── Available data

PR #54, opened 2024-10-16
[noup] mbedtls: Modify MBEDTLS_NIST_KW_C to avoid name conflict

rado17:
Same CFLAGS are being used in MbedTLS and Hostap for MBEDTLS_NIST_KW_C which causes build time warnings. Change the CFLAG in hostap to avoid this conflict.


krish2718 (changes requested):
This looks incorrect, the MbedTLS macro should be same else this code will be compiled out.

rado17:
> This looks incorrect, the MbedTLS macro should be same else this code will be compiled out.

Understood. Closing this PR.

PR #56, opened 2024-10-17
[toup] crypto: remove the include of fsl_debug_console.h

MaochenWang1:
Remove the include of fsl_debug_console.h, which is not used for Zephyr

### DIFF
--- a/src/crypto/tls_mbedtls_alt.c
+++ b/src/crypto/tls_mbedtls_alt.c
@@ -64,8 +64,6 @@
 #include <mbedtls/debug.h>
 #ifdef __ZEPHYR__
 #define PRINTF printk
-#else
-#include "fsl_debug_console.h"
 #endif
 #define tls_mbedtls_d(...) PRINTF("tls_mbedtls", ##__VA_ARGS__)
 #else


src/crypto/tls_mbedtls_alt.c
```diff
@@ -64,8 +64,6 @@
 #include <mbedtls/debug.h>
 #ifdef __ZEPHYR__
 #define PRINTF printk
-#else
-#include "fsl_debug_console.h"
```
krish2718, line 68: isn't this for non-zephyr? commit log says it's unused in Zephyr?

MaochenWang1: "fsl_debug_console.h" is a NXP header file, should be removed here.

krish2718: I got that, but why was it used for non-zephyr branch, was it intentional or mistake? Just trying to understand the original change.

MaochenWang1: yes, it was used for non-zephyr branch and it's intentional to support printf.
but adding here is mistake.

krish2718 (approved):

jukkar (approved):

────

**Assignment**. Restate the full data above, keeping each word intact.

**Expected answer**.
PR #54, opened 2024-10-16
[noup] mbedtls: Modify MBEDTLS_NIST_KW_C to avoid name conflict

rado17:
Same CFLAGS are being used in MbedTLS and Hostap for MBEDTLS_NIST_KW_C which causes build time warnings. Change the CFLAG in hostap to avoid this conflict.


krish2718 (changes requested):
This looks incorrect, the MbedTLS macro should be same else this code will be compiled out.

rado17:
> This looks incorrect, the MbedTLS macro should be same else this code will be compiled out.

Understood. Closing this PR.

PR #56, opened 2024-10-17
[toup] crypto: remove the include of fsl_debug_console.h

MaochenWang1:
Remove the include of fsl_debug_console.h, which is not used for Zephyr

### DIFF
--- a/src/crypto/tls_mbedtls_alt.c
+++ b/src/crypto/tls_mbedtls_alt.c
@@ -64,8 +64,6 @@
 #include <mbedtls/debug.h>
 #ifdef __ZEPHYR__
 #define PRINTF printk
-#else
-#include "fsl_debug_console.h"
 #endif
 #define tls_mbedtls_d(...) PRINTF("tls_mbedtls", ##__VA_ARGS__)
 #else


src/crypto/tls_mbedtls_alt.c
```diff
@@ -64,8 +64,6 @@
 #include <mbedtls/debug.h>
 #ifdef __ZEPHYR__
 #define PRINTF printk
-#else
-#include "fsl_debug_console.h"
```
krish2718, line 68: isn't this for non-zephyr? commit log says it's unused in Zephyr?

MaochenWang1: "fsl_debug_console.h" is a NXP header file, should be removed here.

krish2718: I got that, but why was it used for non-zephyr branch, was it intentional or mistake? Just trying to understand the original change.

MaochenWang1: yes, it was used for non-zephyr branch and it's intentional to support printf.
but adding here is mistake.

krish2718 (approved):

jukkar (approved):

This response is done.